Like him or loathe him, his lyrics or whatever, Eminem is an undeniable presence in today's world, no matter what people like Tipper Gore in the US would have you think. He is also a good actor, at least when he is not required to stretch himself. Here he plays moody, resentful ands angry, all parts of his natural personality as it appears in public. I mean, this is man who wrote 'Stan'. But he can act, that is a fact. His persona has been watered down for the movie (or beefed up for Slim Shady, whichever you prefer). Here he is not homophobic (he even defends a gay man in a rap sparring battle at work), he is not a gangster (he gets beaten up by them), he is, despite his group of friends, pretty alone. He is prone to bursts of random and ferocious violence and temper tantrums. Okay, so you still sometimes see him as a rap star with somewhat objectionable views rather than the character he plays, but that's not the point. Overall, Jimmy Smith Jnr. is a pretty well drawn character, definitely not 100% likeable, but not wholly unsympathetic either.

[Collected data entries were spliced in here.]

PR #11803, opened 2016-05-20
Following replaceSelectedText(), update the selected text range accordingly.

lexicalunit:
Following a call to `replaceSelectedText()`, the previous selected text range is not necessarily still relevant as that text has been replaced. The newly inserted text can possibly have a totally different range. Use the range of the newly inserted text as the final selection range.


lexicalunit:
I completely forgot about this PR after working around the odd behavior of `replaceSelectedText()`. In [`pretty-json`](https://github.com/federomero/pretty-json/blob/master/index.coffee#L88). With the latest update to this PR I've finally made changes to the spec tests so they pass as well as added new tests to verify the corrected behavior. My apologies for letting this languish for as long as I did.

iolsen:
Great fix, thanks!

Issue #11782, opened 2016-05-18
Unable to disable 80 char guide


jglovier:
### Prerequisites

* [ ] Can you reproduce the problem in [safe mode](http://flight-manual.atom.io/hacking-atom/sections/debugging/#check-if-the-problem-shows-up-in-safe-mode)?
  - The `atom` command and `apm` doesn't work on my new machine.
* [x] Are you running the [latest version of Atom](http://flight-manual.atom.io/hacking-atom/sections/debugging/#update-to-the-latest-version)?
* [x] Did you check the [debugging guide](http://flight-manual.atom.io/hacking-atom/sections/debugging/)?
* [x] Did you check the [FAQs on Discuss](https://discuss.atom.io/c/faq)?
* [x] Are you reporting to the [correct repository](https://github.com/atom/atom/blob/master/CONTRIBUTING.md#atom-and-packages)?
  - See note below
* [x] Did you [perform a cursory search](https://github.com/issues?q=is%3Aissue+user%3Aatom+-repo%3Aatom%2Felectron) to see if your bug or enhancement is already reported?

For more information on how to write a good [bug report](https://github.com/atom/atom/blob/master/CONTRIBUTING.md#how-do-i-submit-a-good-bug-report) or [enhancement request](https://github.com/atom/atom/blob/master/CONTRIBUTING.md#how-do-i-submit-a-good-enhancement-suggestion), see the `CONTRIBUTING` guide.

### Description

I'm getting Atom setup on a new machine. I'm trying to get rid of the 80 character guide, but cannot seem to find a way to disable it. 

I thought it used to be in Settings as a checkbox with a value you could adjust for the length, but either my memory is incorrect, or it has been changed. I also checked under the View menu, but there is no toggle for it there, either.

@shiftkey pointed out that on his machine setting `Preferred Line Length` to `0` seems to be doing it, but for me that doesn't actually work as setting a `0` value results in Atom automatically changing the value to `1`, which just overlays the line at the 1 character column.

Even more strange about the previous point is that I don't even have `Soft Wrap At Preferred Line Length` checked, so if anything I would assume that `Preferred Line Length` should not be in effect until this is checked.

### Steps to Reproduce

1. Download Atom from Atom.io on a new machine.
2. Open a file.
3. Attempt to turn off the 80 character guide.

**Expected behavior:** I expected there to be a checkbox in `Settings` or a toggle option in the `View` menu to allow me to turn the guide on or off.

[...]

PR #11804, opened 2016-05-21
Add a note how to hide the wrap-guide

simurai:
Ideally this would be an option in the settings, but maybe a note will already help too.

screen shot 2016-05-21 at 10 27 45 am

Refs: https://github.com/atom/settings-view/issues/790 + https://github.com/atom/atom/issues/11782. There are many more issues and discussions about this, but these are just the recent two.

### DIFF
--- a/src/config-schema.coffee
+++ b/src/config-schema.coffee
@@ -197,7 +197,7 @@ module.exports =
       softWrapAtPreferredLineLength:
         type: 'boolean'
         default: false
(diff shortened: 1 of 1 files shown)


TimvdLippe:
There is a typo. "I" should be "If". Change it to "If you would like to"?

jglovier:
Yay!! :bow: :tada:

lee-dohm:
Made a little change to bold the note and make the wording more clear. 👍 from me if you want to merge this @simurai :grinning:

simurai:
@lee-dohm Thanks!

Ok, the build fails, but (to me) looks like unrelated timeouts, so 🚢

After he chokes in the opening scene of the movie, a rap battle where rappers spar with each other, producing ingenious slices of rhyme, he is booed and ridiculed by all but his four friends and Alex (Brittany Murphy), a girl he meets. This is not a totally happy movie, it deals with a bleak landscape and bleaker lives, people stuck where they are because they can't bring themselves to leave, caught in a cycle of violence. That said, it provides a superb climax, when Jimmy (Eminem) enters a rap battle again in order to win out over the gang who have abused and beaten him. Here Eminem's verbal skills come into their own, and come the final, he owns the crowd. To the reviewer who took the moral high ground and said that this movie should never be compared to 'Rocky', due to the immoral nature of it's star, why is a man stringing together rhymes to overcome adversity worse than a man who is paid to beat another man into a pulp? The character Jimmy goes after in the final battle is ridiculed for reasons this reviewer saw as commendable, but the character is a violent, murderous bully who was threatening to kill Jimmy earlier in the movie, so why stand up for him? This is a movie about the underdog, and it has the likes of Rocky on the ropes from the word go.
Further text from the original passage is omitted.